* Problem details
Each line of the listing below that includes "pull" should be reported.

* Supplied records
PR #657, opened 2020-03-28
Add Device.get_properties(), cleanup devices using get_prop

rytilahti:
This will move common handling for property request splitting,
and verifying the results, into the Device class.

Also, add tests for this functionality.


rytilahti:
Let's merge this as it's a showstopper for improving the miot support, this should be anyway a non-breaking change.

PR #660, opened 2020-03-29
Make flake8 happy again

rytilahti:


rytilahti:
Okay, something is terribly, terribly broken here. The original way was working apparently just fine, no idea what is going on with my local flake8...

PR #665, opened 2020-04-11
chuangmi.plug.v3: Fixed power state status for updated firmware

ad:
from [this comment](https://github.com/home-assistant/core/issues/31653#issuecomment-611667270)

### DIFF
--- a/miio/chuangmi_plug.py
+++ b/miio/chuangmi_plug.py
@@ -46,7 +46,7 @@ class ChuangmiPlugStatus:
     def power(self) -> bool:
         """Current power state."""
         if "on" in self.data:
-            return self.data["on"] == True or self.data["on"] == "on"
+            return self.data["on"] or self.data["on"] == "on"
         if "power" in self.data:
             return self.data["power"] == "on"
 
--- a/miio/chuangmi_plug.py
+++ b/miio/chuangmi_plug.py
@@ -46,7 +46,7 @@ class ChuangmiPlugStatus:
     def power(self) -> bool:
         """Current power state."""
         if "on" in self.data:
-            return self.data["on"] or self.data["on"] == "on"
+            return self.data["on"] is True or self.data["on"] == "on"
         if "power" in self.data:
             return self.data["power"] == "on"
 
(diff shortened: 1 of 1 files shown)


rytilahti:
I don't think this this really fixes the issue, considering that the first check will always return True for non-empty string values too (i.e., `off` would be matched, too), right?

miio/chuangmi_plug.py
```diff
@@ -46,7 +46,7 @@ def __init__(self, data: Dict[str, Any]) -> None:
     def power(self) -> bool:
         """Current power state."""
         if "on" in self.data:
-            return self.data["on"]
+            return self.data["on"] or self.data["on"] == "on"
```
rytilahti, line 49:
```suggestion
            return self.data["on"] is True or self.data["on"] == "on"
```

matteos1:
is it possible to correct this error in home assistant?

rytilahti:
It will correct itself when we make a new release, and homeassistant updates to that.

matteos1:
in 0.109?

rytilahti:
No, 0.109 beta is already out so it will likely land in 0.110.

matteos1:
is not possisible in future release of 0.109? thank you

> No, 0.109 beta is already out so it will likely land in 0.110.

rytilahti:
I wanted to get some of the currently open PRs merged first, but maybe I'll cut a new release over the weekend and see if we can get it into some .x homeassistant release!

matteos1:
thank you

matteos1:
> I wanted to get some of the currently open PRs merged first, but maybe I'll cut a new release over the weekend and see if we can get it into some .x homeassistant release!

same problem on 0.110 the switch is already on :(

matteos1:
> I wanted to get some of the currently open PRs merged first, but maybe I'll cut a new release over the weekend and see if we can get it into some .x homeassistant release!

have  you update chuangmi_plug.py?

acelauwc:
As of today, its still not in the home assistant release 0.114.4 

For those who cannot wait, you can manually edit chuangmi_plug.py (line 49) in your home assistant miiio directory to reflect the change.

Issue #666, opened 2020-04-11
error timeout - adding supported to viomi-vacuum-v8_miio 309248236 


Dmxsir:
Hello,
tried to add the vacuum to Home assistant but i'm receiving
`Got error when receiving: timed out` in HA log.
i tried different command with miio and mirobo with the same error

Error: `No response from the device`
model number: **STYTJ02YM**

token got from mi home 5.4.54:
```
SmartHome 813489:[DEBUG]-04-10 14:02:13.919 processResult in result=
{"code":0,"message":"ok","result":{"list":[{"did":"309248236","token":"796XXXXXXXX773","longitude":"0.00000000","latitude":"0.00000000","*
*name":"Mi Robot Vacuum-Mop** P","pid":"0","localip":"10.0.0.18","mac":"XX:XX:XX:XX:XX:XX,"ssid":"XXX","bssid":"XX:XX:XX:XX:XX:XX","
parent_id":"","parent_model":"","show_mode":1,"model":"viomi.vacuum.v8","adminFlag":1,"shareFlag":0
,"permitLevel":16,"isOnline":false,"desc":"Device offline ","extra":
{"isSetPincode":0,"fw_version":"3.5.3_0017","needVerifyCode":0,"isPasswordEncrypt":0}"
```

mirobo discover
`WARNING:miio.discovery:Found unsupported device viomi-vacuum-v8_miio309248236._miio._udp.local. at 10.0.0.18, please report to developers`

miio discover
```
Device ID: 309248236
Model info: Unknown
Address: 10.0.0.18
Token: ???
Support: Unknown
```

 mirobo  --ip 10.0.0.18 --token 796XXXXXXXX773 info
```
Error: No response from the deviceERROR:miio.miioprotocol:Got error when receiving: timed out
```

rytilahti:
I have no real answer for this problem, but timeout usually indicates incorrect token.

Dmxsir:
working commend:
**miiocli viomivacuum** --ip 10.0.0.18 --token XXXXXXXXXXXX info
Model: viomi.vacuum.v8
Hardware version: Linux
Firmware version: 3.5.3_0017
Network: {'localIp': '10.0.0.18', 'mask': '255.0.0.0', 'gw': '10.0.0.1'}
AP: {'ssid': 'XXXX', 'bssid': 'XXXXXXXXX}

PR #668, opened 2020-04-13
add viomi.vacuum.v8 to discovery

rytilahti:
Removes the warning from this already supported device.

Related to #666


rytilahti:
Merging as this is very straightforward.

PR #675, opened 2020-04-19
Xiaomi vacuum. Add property for water box (water tank) attach status

ckesc:


ckesc:
@rytilahti please check this small PR :)

miio/vacuumcontainers.py
```diff
@@ -167,6 +167,11 @@ def is_on(self) -> bool:
             or self.state_code == 17
         )
 
+    @property
+    def is_water_box_attached(self) -> int:
+        """Return True is water box is installed."""
+        return self.data["water_box_status"] == 1
```
rytilahti, line 173: This is not always available, so let's avoid crashing just in case someone tries to access it :-)
```suggestion
        return "water_box_status" in self.data and self.data["water_box_status"] == 1
```

miio/vacuumcontainers.py
```diff
@@ -167,6 +167,11 @@ def is_on(self) -> bool:
             or self.state_code == 17
         )
 
+    @property
+    def is_water_box_attached(self) -> int:
```
rytilahti, line 171:
```suggestion
    def is_water_box_attached(self) -> bool:
```

ckesc:
@rytilahti Cool! 
BTW when will be release? Looking forward for this fix and fix from master about `set_fan_speed`. Currently HomeAssistant can't set fan mode except Medium :( But master version of miio can :)

Offtopic: Maybe there's some chat about this project? Discord / Telegram / whatever?

rytilahti:
There is no real release plan, we just do it after some number of changes / when it seems to be worth to due for downstreams (mainly homeassistant, I suppose). What's the problem with fan speed setting? Is it the one that will get fixed when 0.109 gets released (differing fan speeds on different vacuums)?

There is no chat for the project, but I'm available with the same handle on discord.

ckesc:
@rytilahti Yep looks like this one. Fixed it fro now with passing direct fan values like 104 to service call.

Looks like Discord links users to chats. So I can't find you only by username :( can you make chat for this project and post link?

rytilahti:
I created a matrix room (assuming the link is working correctly): https://matrix.to/#/#python-miio-chat:matrix.org - I might add that to the README file to see if there's interest in such, but it's probably a good idea to have some sort of real-time communication channel for easier debugging etc. if needed :-)

ckesc:
@rytilahti ok) But it seems that group is private and invite only :) I got error "You are not invited to this room."

rytilahti:
@ckesc it should work now, I hope!

PR #686, opened 2020-04-28
send multiple handshake requests

rytilahti:
send several handshake requests as an experiment to improve the transmission rate. reuses retry_count to decide on the number of requests to send.

potential fix for discovery problems, e.g., https://github.com/home-assistant/core/issues/21899


rytilahti:
As it doesn't do much harm to send multiple handshakes, I'll merge it even when it doesn't fix the connectivity issues for everyone.

PR #693, opened 2020-05-07
Add support for chuangmi.plug.hmi208

### LINKED ISSUE #616: Unsupported device found - chuangmi.plug.hmi208
Hello,
This is a Xiaomi Mijia Smart Wi-fi plug with Bluetooth and can act as Bluetooth Gateway. I just saw the code and seems there is nothing like it.  
https://www.gearbest.com/access-control/pp_009225999378.html

Any chances to be integrated ?

rytilahti:
Closes #616


rytilahti:
I don't see why this wouldn't work, so not worth stalling this PR.

biscuitee:
hi, what changes must I do to add support for hmi208 into home assistant? do i need to download the new miio? I am having 2 of the hmi208 switch, but i can only configure it as hmi205.  It works for the power switch, but not the usb switch.  Any help is greatly appreciated.

Issue #692, opened 2024-03-28
R: Crash when saving CHARSXP to a binding


DavisVaughan:
Likely in the Variables pane

Just run:

```r
x <- rlang:::chr_get("foo", 0L)
```

Without the `x <-` it works fine, but saving to `x` causes a crash

Not likely for many users to do this, definitely expert only to even make one of these, so not super high priority

PR #701, opened 2025-02-06
Fix crash when inspecting a `CHRSXP`

dfalbel:
Adresses https://github.com/posit-dev/ark/issues/692

You should be able to create a binding containing a `CHARSXP` using eg:

```
x <- rlang:::chr_get("foo", 0L)
```

We could access the value of the CHARSXP, but it would require using unsafe `libr` in the variables pane, which we try to avoid, or export a harp function for this. Seems like it's not worth given how rare this happens, but I could implement this further if you think that's important.

### DIFF
--- a/crates/ark/src/variables/variable.rs
+++ b/crates/ark/src/variables/variable.rs
@@ -99,6 +99,7 @@ impl WorkspaceVariableDisplayValue {
             CLOSXP => Self::from_closure(value),
             ENVSXP => Self::from_env(value),
             LANGSXP => Self::from_language(value),
+            CHARSXP => Self::from_charsxp(value),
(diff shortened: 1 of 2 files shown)


crates/ark/src/variables/variable.rs
```diff
@@ -2074,4 +2084,18 @@ mod tests {
             assert!(vars[0].display_value.starts_with("<S4 class"),);
         })
     }
+
+    #[test]
+    fn test_charsxp() {
+        r_task(|| {
+            let env = Environment::new_empty().unwrap();
+            let value = harp::parse_eval_base(r#"rlang:::chr_get("foo", 0L)"#).unwrap();
```
lionel-, line 2092: skip if rlang is not installed?

PR #710, opened 2025-02-13
`row_labels.is_null()` actually refers to a method checking for a null pointer

dfalbel:
This fixes a regression caused by https://github.com/posit-dev/ark/pull/706. `is_null()` is actually checking for a NULL opinter. Now properly check using `r_is_null()`.


lionel- (approved):
oh wow `is_null()` is a method on `*T` and this is an `RObject`, how do we even dispatch there?

Should we add `RObject::is_null()` instead? Ideally the `r_` API would be low level.

dfalbel:
I have no idea how we dispatch to `*T`, quite unexpected.
I have implemented `is_null` for `RObject` in https://github.com/posit-dev/ark/pull/710/commits/e2f534dab77670668415d1fa6920c5c76ded3766

PR #711, opened 2025-02-13
Improved matrix representation in variables pane

dfalbel:
I agree with @EmilHvitfeldt  in https://github.com/posit-dev/positron/issues/3656 that diisplaying the number of rows and columns is more useful as displaying the actual values for matrices in the variables pane. One can still see the values by inspecting/ or opening in the data explorer.

Adresses https://github.com/posit-dev/positron/issues/3656

### DIFF
--- a/crates/ark/src/variables/variable.rs
+++ b/crates/ark/src/variables/variable.rs
@@ -304,43 +304,33 @@ impl WorkspaceVariableDisplayValue {
         Self::new(display_value, is_truncated)
     }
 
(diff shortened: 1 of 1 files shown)


lionel- (approved):
Maybe add a test to check for consistency of matrix and df methods so that if we change the display in one place we don't forget to update the other?

dfalbel:
Good idea, added it in https://github.com/posit-dev/ark/pull/711/commits/54ef6dbbc5a4e2e0481ff2104a6a137d12128630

* Output for this task
This fixes a regression caused by https://github.com/posit-dev/ark/pull/706. `is_null()` is actually checking for a NULL opinter. Now properly check using `r_is_null()`.
I have implemented `is_null` for `RObject` in https://github.com/posit-dev/ark/pull/710/commits/e2f534dab77670668415d1fa6920c5c76ded3766
Good idea, added it in https://github.com/posit-dev/ark/pull/711/commits/54ef6dbbc5a4e2e0481ff2104a6a137d12128630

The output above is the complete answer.